[Work item] All lines up to and including the one that contains "cmarcelo: The problem" are to be transcribed exactly, starting from the first line of the records.

[Collected data entries]

· · · · ·

PR #279, opened 2015-07-08
tests: fix warnings on two fbp tests

bdilly:
Division by 0 was expected on these tests.

### DIFF
--- a/src/test-fbp/converter-error-expected.txt
+++ b/src/test-fbp/converter-error-expected.txt
@@ -1,0 +1,1 @@
+WRN: ./src/lib/common/sol-types.c:242 sol_irange_division() Division by zero: 10, 0
--- a/src/test-fbp/hub-expected.txt
+++ b/src/test-fbp/hub-expected.txt
@@ -1,0 +1,1 @@
+WRN: ./src/lib/common/sol-types.c:242 sol_irange_division() Division by zero: 10, 0


lpereira:
Rubberstamping. :+1:

dorileo:
+1

src/test-fbp/converter-error-expected.txt
```diff
@@ -0,0 +1 @@
+WRN: ./src/lib/common/sol-types.c:242 sol_irange_division() Division by zero: 10, 0
```
cmarcelo: The problem is that this warning depends on the line number of the code it is in. If someone adds something to sol-types.c completely unrelated, this will change.

Maybe what's missing here is that we need to tweak the log level that those tests work (in `src/test-fbp/run`), since this is not what we expect to production users to see unless debug is enable (and we don't want to test for output of debug messages).

What do you think?

lpereira: Isn't this the case of sending a packet to the error port so it can be captured by a test node?

cmarcelo: The node does send an error packet and the test wait for it.

This warning is in our division function `sol_irange_division`.

lpereira: Tweaking the debug output will work for this case, but maybe that's not a one-size-fits-all solution. Instead of having a verbatim `-expected.txt` file, maybe one with a regex or some other globbing pattern would work?

    WRN: .*sol-types.c.* Division by zero: 10,0

cmarcelo: That's a good improvement for expected file.

But in this case, I don't think we intend to spill that message for the regular user -- unless he asks for it, even less ensure that this is the exact message. The tests here that check the output should mostly check the output we give for regular (non-debugging) uses.

@bdilly what is going to be the default log level for "release builds"? I suggest we change the `src/test-fbp/run` to set this log level.

bdilly: @cmarcelo I'm not sure about that. We may miss some unexpected warnings this way. In this case I really wanted to force an error to create an error packet so nodes that handle error packets could be tested. But usually, if a warning shows up while we're running these tests, it means something gone wrong. It's a test suite after all. We're using it to test node types code and cover our codebase. I'm more compelled to work with a solution like proposed by @lpereira to make sure we're not masking any problems.

cmarcelo:
@bdilly @lpereira

The problem I see is that we are too eager to give warnings to the client code, so when the user actually handle the error, there's still a visible warning around.

In this case, our code already look at the error code from the function, treat it (send a packet of error), this packet is handled by the flow. If it wasn't handled by the flow, we would indeed warning.

So, we taken care, but the warning of the lowlevel function is still there. I remember from the discussion that those warnings inside low level functions are meant to help developer identify issues and they would not be the default for release builds.

I dislike this level of "tracking" of the warnings (adding this internal function warning to expected file), because a completely honest change to the code, like verify parameters before calling the helper function or even using another helper function that doesn't warn, would led to have to deal with the test, even though everything is working correctly (the error packet is being sent, and treated). In the long run this leads to making things very difficult to change, or to wildcards in the expected files that would end up eating output that was really unexpected.

In other words, proper behavior of Soletta doesn't require this warning to appear -- compare to the parser_errors expected files, proper behavior of Soletta require that output.


> But usually, if a warning shows up while we're running these tests, it means something gone wrong.

Yes. Maybe we are mixing debug messages with warnings intended to the user then?

bdilly:
@cmarcelo I agree these warnings should be disabled on releases. So this warning won't popup on client's users face. But test-fbp has nothing to do with releases / users. It's our test suite. It's a thing to be used by developers / QA. All warnings are welcome at this point, imo.

cmarcelo:
`src/test-fbp` tests the behavior we promise to deliver when running FBP. We care about delivering correct line / column information in parser errors, so we test for that. I don't think this particular warning should appear when running that particular FBP. Division by zero already becomes an error packet, and if that error packet isn't handled, we then give a warning.

If `sol_irange_division` insists in warning (i.e. it's telling us we are feeding it with "bad" data), we probably shouldn't be feeding it with divisions by zero then.

If you are going to the route of flexible expected lines, this PR might be helpful https://github.com/solettaproject/soletta/pull/289.

bdilly:
v2 submitted

PR #301, opened 2015-07-13
Initial Contiki port V2

zehortigoza:

Changes from V1:
- including sol-mainloop-contiki.h to the exported headers on lib/common/Makefile like others files on the same directory.
- added check HAVE_CONTIKI to kconfig
- changed order of parameters of contiki-event callback to follow other callbacks
- moved Contiki version of SOL_MAIN_DEFAULT to sol-mainloop.h
- added patch to remove sol_mainloop_impl_fd_add/del and sol_mainloop_impl_child_watch_add/del stub implementation from Small Os

### DIFF
--- a/src/lib/common/include/sol-mainloop-linux.h
+++ b/src/lib/common/include/sol-mainloop-linux.h
@@ -32,24 +32,28 @@
 
 #pragma once
 
-/* implement these functions for your own system so soletta will work */
-
-#define SOL_LOG_DOMAIN &_sol_mainloop_log_domain
-extern struct sol_log_domain _sol_mainloop_log_domain;
-#include "sol-log-internal.h"
-#include "sol-mainloop.h"
-#ifdef SOL_PLATFORM_LINUX
-#include "sol-mainloop-impl-linux.h"
+#ifdef __cplusplus
+extern "C" {
 #endif
 
-int sol_mainloop_impl_init(void);
-void sol_mainloop_impl_run(void);
-void sol_mainloop_impl_quit(void);
-void sol_mainloop_impl_shutdown(void);
+enum sol_fd_flags {
+    SOL_FD_FLAGS_NONE = 0,
+    SOL_FD_FLAGS_IN   = (1 << 0),
+    SOL_FD_FLAGS_OUT  = (1 << 1),
+    SOL_FD_FLAGS_PRI  = (1 << 2),
+    SOL_FD_FLAGS_ERR  = (1 << 3),
+    SOL_FD_FLAGS_HUP  = (1 << 4),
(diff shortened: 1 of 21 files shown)


src/lib/common/include/sol-mainloop-linux.h
```diff
@@ -0,0 +1,59 @@
...
+    SOL_FD_FLAGS_IN   = (1 << 0),
+    SOL_FD_FLAGS_OUT  = (1 << 1),
+    SOL_FD_FLAGS_PRI  = (1 << 2),
+    SOL_FD_FLAGS_ERR  = (1 << 3),
+    SOL_FD_FLAGS_HUP  = (1 << 4),
+    SOL_FD_FLAGS_NVAL = (1 << 5)
+};
+
+struct sol_fd;
+struct sol_fd *sol_fd_add(int fd, unsigned int flags, bool (*cb)(void *data, int fd, unsigned int active_flags), const void *data);
```
lpereira: These are not Linux-specific; they should live in the abstraction layer. If a given platform does not implement these, they should give warnings and/or errors in runtime (or, if at all possible, at compile time, using some `__attribute__` flag).

For instance, if `sol_fd_add()` isn't available, it should return `NULL` and set errno to `ENOSYS`.

zehortigoza: On the previous PR https://github.com/solettaproject/soletta/pull/291#discussion_r34491 @barbieri asked to remove stubs implementation and avoid user only know that there is no implementation to this functions in runtime.

src/lib/common/include/sol-mainloop-linux.h
```diff
@@ -0,0 +1,59 @@
...
+bool sol_fd_del(struct sol_fd *handle);
+
+struct sol_child_watch;
+struct sol_child_watch *sol_child_watch_add(uint64_t pid, void (*cb)(void *data, uint64_t pid, int status), const void *data);
```
lpereira: Unrelated to the patch, but shouldn't `pid` be a `pid_t` instead of `uint64_t`?

src/lib/common/include/sol-mainloop-linux.h
lpereira: Alright, makes sense.

However, I would build these not tied to the platform, but tied to features a platform have. In this case, something such as `HAVE_FILE_DESCRIPTORS` and `HAVE_FORK`. This eases future porting for other POSIX-like operating systems.

zehortigoza: Sounds good, v3 on the way.

zehortigoza:
Version 3 coming.

PR #302, opened 2015-07-13

dorileo:
v2:
   + new approach on the dep-resolver side - given all the changed happened on it;

v3:
   + fixed minor stylish issues pointed by @lpereira;

### DIFF
--- a/data/scripts/dependency-resolver.py
+++ b/data/scripts/dependency-resolver.py
@@ -191,16 +191,33 @@ def handle_ccode_check(args, conf, context):
         context.add_kconfig("HAVE_%s" % dep, "bool", "n")
 
 def handle_exec_check(args, conf, context):
-    dep = conf["dependency"].upper()
-    path = which(conf["exec"]) or None
+    dep = conf.get("dependency")
+    exe = conf.get("exec")
 
-    context.add_cond_makefile_var(dep, path)
+    if not exe:
+        print("Could not parse dependency: %s, no exec was specified.")
+        exit(1)
+
+    path = which(exe)
+    required = conf.get("required")
+
+    if required and not path:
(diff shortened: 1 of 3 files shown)


data/scripts/dependency-resolver.py
```diff
@@ -191,16 +191,33 @@ def handle_ccode_check(args, conf, context):
...
+    path = which(exe)
+    required = conf.get("required")
+
+    if required and not path:
+        req_label = context.find_makefile_var("NOT_FOUND")
+        req_label += "executable: %s\\n" % exe
+        context.add_append_makefile_var("NOT_FOUND", req_label, True)
 
-    context.add_cond_makefile_var(dep, path)
+    context.add_cond_makefile_var(dep.upper(), path)
```
lpereira: If a conditional makefile variable is an invariant, why not convert the string there instead of the call site?

dorileo: AFAIR, dep is being used elsewhere, that's the why I just convert it here.

dorileo: Ok, the problem here is I'm not passing it to string format in line 198

lpereira: I mean: inside `add_cond_makefile_var()`, is there any possibility of the first parameter being used being something written in lower case? If there isn't, you can always convert the first parameter to upper case and avoid the trouble of calling `.upper()` everywhere else it's called.

dorileo: hum, ok I got it.

dorileo: but answering your question, yep, it may be not upper, the defines use this same function and my be lower, in this case it's up to what is set in the json file, it's set as is.

dorileo:
applied, thanks.

PR #303, opened 2015-07-13
Move test meta-data (expected, skipped) inside test FBPs as comments

cmarcelo:
Teach `tools/run-fbp-tests` to read the input FBP files and gather the expected results and outputs from the comments.


cmarcelo:
@lpereira

lpereira:
I like the idea of not having to have separate files: it's obvious, when changing the examples, that the tests must also be updated.

However, it's possible that the commands might be misspelled and I worry that tests will go unnoticed for a while. Maybe adopt a slightly different syntax, with two hash signs (pretty much like Doxygen), and have every command be checked by the script if they start with a given prefix?

    ## TEST-EXPECTS-ERROR
    ## TEST-OUTPTU:
    ## hello, world

Will give an error since `TEST-OUTPTU` is not a known command. The script will know it's a command since the line starts with `##` rather than `#`.

cmarcelo:
Double hash for (checked) commands is a good idea, thanks :-)  (I'll add to v2 of the PR, just let this one around for a little while to gather other comments)

lpereira:
[**@cmarcelo**](https://github.com/cmarcelo) commented on [Jul 13, 2015, 6:31 PM GMT-3](https://github.com/solettaproject/soletta/pull/303#issuecomment-121066041 "2015-07-13T21:31:58Z - Replied by Github Comment Enhancer"):
> Double hash for (checked) commands is a good idea, thanks :-)

The script might give a warning if it finds `# TEST-OUTPUT` as well, so if someone forgets the double hash, they'll be notified.

cmarcelo:
Replaced by https://github.com/solettaproject/soletta/pull/306.

PR #305, opened 2015-07-13
tests: fix warnings on two fbp tests

bdilly:
v2 changelog:
  * use regular expressions instead of hardcoded loc


lpereira:
I recommend coordinating with @cmarcelo and add a `TEST-OUTPUT-REGEX` command.

cmarcelo:
The change that #306 would incur is that you read from a snippet of comment instead of from a file. Things should be similar to what is done for `TEST-OUTPUT`.

bdilly:
a rebased version was pushed

PR #306, opened 2015-07-13
Move test meta-data (expected, skipped) inside test FBPs as comments [v2]

cmarcelo:
Teach tools/run-fbp-tests to read the input FBP files and gather the expected results and outputs from the comments.


cmarcelo:
This version uses the double hash prefix to identify the meta-data (and report unknown commands). The commands now are easier to spot. If we face real issues with using the syntax, we can add more safety guards, for now I think this is a good balance.

tools/run-fbp-tests
```diff
@@ -68,26 +68,38 @@ def collect_tests(tests):
...
-    if os.path.isfile(success_file):
-        with open(success_file) as f:
-            out = f.read()
-    elif os.path.isfile(fail_file):
-        with open(fail_file) as f:
-            out = f.read()
-        code = 1
+    f = open(t)
+    for line in f:
+        if not line.startswith("## "):
```
lpereira: Maybe check if it doesn't start with `"##"` instead, and strip the `cmd`?

cmarcelo: If the line doesn't start with `## ` (with space) we won't treat it as a command.

cmarcelo: `############ LOGIC ##############` shouldn't issue a warning. If we just look without space, we may have to do more checking to see if this is a command (and possibly warn about it) or if it is valid comment that we don't care.

glima:
All LGTM. Thanks for the effort, that will help a lot when writing tests for the string converters :)

tools/run-fbp-tests
lpereira: Alright. Makes sense. Stripping the test command might help, though, in cases `##    TEST-OUTPUT:` is accidentally written.

cmarcelo:
Applied in 679daa78a1033a49808e79af445b171a3eed14d2 and parents.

· · · · ·

[Exercise result]
PR #279, opened 2015-07-08
tests: fix warnings on two fbp tests

bdilly:
Division by 0 was expected on these tests.

### DIFF
--- a/src/test-fbp/converter-error-expected.txt
+++ b/src/test-fbp/converter-error-expected.txt
@@ -1,0 +1,1 @@
+WRN: ./src/lib/common/sol-types.c:242 sol_irange_division() Division by zero: 10, 0
--- a/src/test-fbp/hub-expected.txt
+++ b/src/test-fbp/hub-expected.txt
@@ -1,0 +1,1 @@
+WRN: ./src/lib/common/sol-types.c:242 sol_irange_division() Division by zero: 10, 0


lpereira:
Rubberstamping. :+1:

dorileo:
+1

src/test-fbp/converter-error-expected.txt
```diff
@@ -0,0 +1 @@
+WRN: ./src/lib/common/sol-types.c:242 sol_irange_division() Division by zero: 10, 0
```
cmarcelo: The problem is that this warning depends on the line number of the code it is in. If someone adds something to sol-types.c completely unrelated, this will change.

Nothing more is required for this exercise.